I love books. Every writer loves books. We covet them, horde them, pile them in corners when the bookshelves are full. My husband threatens all manner of dire consequences when I bring home more books. His blusters do have a point: we live on a boat. Unlike other horders who live on land, my love of books could eventually sink us. So I pause as I lovingly finger the spine of yet another passageway to adventure. I don’t buy that book, even though I want to read it. Instead, I go to the library.

I love libraries. There is no place in the entire world—a seat next to Colin Firth at a dinner party included—that can make me happier. I love the smell, the hush, the way you can get lost for hours and find treasures buried so deep you feel like you are the first one to discover them. Then you find a train ticket stub, or a scrap of a grocery list or a smudged fingerprint that tells you someone else has found this treasure before. I think it’s completely appropriate that libraries are quiet. For me, they have a cathedral-like quality; they are hallowed, sacred temples to books.

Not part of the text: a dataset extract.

PR #331, opened 2019-03-16
Analyse cluster to set ISTIO_ENABLED flag accordingly

vcanaa:
This detects Istio installation and sets the ISTIO_ENABLED flag that is going to be used  by the manifest to provide extra k8s resources to work with Istio.

This still requires validation and unittests. This is an early PR to collect some feedback.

My cousin works in a library. When she and her associates read my post about how boring I think my life is, she says they all laughed. But what they don’t realize is that I think they have exciting lives. All day long, they get to work with books—ones that are already written, edited, revised, printed and waiting to be read. I don’t know how they get any work done. I would constantly scold patrons: “Go away. Can’t you see I’m reading?” Surrounded by new books every day, old books that I loved when I was four, fourteen or forty, I would be a hopeless librarian. But I’d be a happy one.